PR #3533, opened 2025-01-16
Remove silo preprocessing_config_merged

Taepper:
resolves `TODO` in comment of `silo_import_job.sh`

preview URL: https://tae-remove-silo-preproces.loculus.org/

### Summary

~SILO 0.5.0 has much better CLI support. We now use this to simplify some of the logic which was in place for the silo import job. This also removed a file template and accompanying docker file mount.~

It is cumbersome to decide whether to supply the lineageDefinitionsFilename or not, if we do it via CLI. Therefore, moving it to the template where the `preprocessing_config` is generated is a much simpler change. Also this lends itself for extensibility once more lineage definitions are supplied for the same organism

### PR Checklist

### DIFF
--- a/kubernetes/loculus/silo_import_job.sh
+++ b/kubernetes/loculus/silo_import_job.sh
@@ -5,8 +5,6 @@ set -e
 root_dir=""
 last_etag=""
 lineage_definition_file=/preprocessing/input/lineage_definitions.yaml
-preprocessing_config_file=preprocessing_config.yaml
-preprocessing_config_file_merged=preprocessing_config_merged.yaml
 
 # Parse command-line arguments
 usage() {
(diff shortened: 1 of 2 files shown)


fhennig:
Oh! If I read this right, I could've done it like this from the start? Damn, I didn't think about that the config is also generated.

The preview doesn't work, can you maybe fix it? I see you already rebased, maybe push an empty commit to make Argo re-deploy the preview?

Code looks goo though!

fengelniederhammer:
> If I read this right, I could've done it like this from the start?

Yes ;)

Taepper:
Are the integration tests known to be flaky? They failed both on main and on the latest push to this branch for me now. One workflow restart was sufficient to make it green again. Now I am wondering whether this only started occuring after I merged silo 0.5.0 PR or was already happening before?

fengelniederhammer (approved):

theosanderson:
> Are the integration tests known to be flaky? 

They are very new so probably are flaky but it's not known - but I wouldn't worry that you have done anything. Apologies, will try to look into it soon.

==

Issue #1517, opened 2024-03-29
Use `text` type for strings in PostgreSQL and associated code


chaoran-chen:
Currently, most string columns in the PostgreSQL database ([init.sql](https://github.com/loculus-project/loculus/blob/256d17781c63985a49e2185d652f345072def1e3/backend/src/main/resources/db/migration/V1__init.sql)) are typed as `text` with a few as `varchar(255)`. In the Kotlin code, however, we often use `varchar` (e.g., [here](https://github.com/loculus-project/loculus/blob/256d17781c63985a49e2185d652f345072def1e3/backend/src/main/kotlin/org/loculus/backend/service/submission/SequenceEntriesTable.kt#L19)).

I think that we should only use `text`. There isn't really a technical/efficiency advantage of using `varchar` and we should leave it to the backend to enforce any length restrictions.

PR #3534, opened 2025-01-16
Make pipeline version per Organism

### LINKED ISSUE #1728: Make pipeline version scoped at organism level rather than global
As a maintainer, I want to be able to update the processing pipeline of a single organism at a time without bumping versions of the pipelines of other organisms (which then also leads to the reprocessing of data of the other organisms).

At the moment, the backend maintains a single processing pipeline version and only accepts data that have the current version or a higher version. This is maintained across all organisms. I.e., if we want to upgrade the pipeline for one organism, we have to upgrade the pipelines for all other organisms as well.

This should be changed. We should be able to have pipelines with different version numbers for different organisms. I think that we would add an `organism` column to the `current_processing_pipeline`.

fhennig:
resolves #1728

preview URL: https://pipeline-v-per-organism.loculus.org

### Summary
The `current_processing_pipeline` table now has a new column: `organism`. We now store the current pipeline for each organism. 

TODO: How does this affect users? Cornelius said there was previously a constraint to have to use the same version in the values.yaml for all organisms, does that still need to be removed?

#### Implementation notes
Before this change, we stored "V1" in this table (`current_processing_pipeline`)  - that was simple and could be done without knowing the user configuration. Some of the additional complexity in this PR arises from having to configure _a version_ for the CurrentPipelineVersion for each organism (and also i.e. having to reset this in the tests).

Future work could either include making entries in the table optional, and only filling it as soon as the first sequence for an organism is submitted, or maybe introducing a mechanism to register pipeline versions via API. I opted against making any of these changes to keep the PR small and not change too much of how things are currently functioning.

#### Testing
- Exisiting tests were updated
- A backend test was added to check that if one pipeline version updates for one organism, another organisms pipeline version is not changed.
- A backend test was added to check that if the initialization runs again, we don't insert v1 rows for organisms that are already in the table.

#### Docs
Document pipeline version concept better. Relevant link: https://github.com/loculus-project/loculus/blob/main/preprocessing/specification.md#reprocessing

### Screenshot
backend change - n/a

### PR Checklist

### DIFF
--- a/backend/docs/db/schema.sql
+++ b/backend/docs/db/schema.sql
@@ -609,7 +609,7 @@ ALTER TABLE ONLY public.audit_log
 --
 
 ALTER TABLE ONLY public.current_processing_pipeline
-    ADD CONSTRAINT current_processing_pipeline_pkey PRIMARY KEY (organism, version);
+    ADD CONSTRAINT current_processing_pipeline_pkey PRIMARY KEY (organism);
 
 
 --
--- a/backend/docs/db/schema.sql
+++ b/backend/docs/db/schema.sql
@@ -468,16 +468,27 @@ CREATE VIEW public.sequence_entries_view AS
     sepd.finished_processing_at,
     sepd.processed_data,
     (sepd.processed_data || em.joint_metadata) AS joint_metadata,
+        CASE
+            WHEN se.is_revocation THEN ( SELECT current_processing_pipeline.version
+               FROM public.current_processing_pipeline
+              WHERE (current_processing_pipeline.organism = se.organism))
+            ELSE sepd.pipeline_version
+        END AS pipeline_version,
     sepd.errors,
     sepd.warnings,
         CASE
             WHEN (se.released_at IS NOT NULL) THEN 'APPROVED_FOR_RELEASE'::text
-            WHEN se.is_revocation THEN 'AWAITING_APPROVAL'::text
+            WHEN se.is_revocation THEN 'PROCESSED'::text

* Task brief *
Check each line of the records for the word "think", and show the lines that contain it.

* Output of the exercise *
Oh! If I read this right, I could've done it like this from the start? Damn, I didn't think about that the config is also generated.
I think that we should only use `text`. There isn't really a technical/efficiency advantage of using `varchar` and we should leave it to the backend to enforce any length restrictions.
This should be changed. We should be able to have pipelines with different version numbers for different organisms. I think that we would add an `organism` column to the `current_processing_pipeline`.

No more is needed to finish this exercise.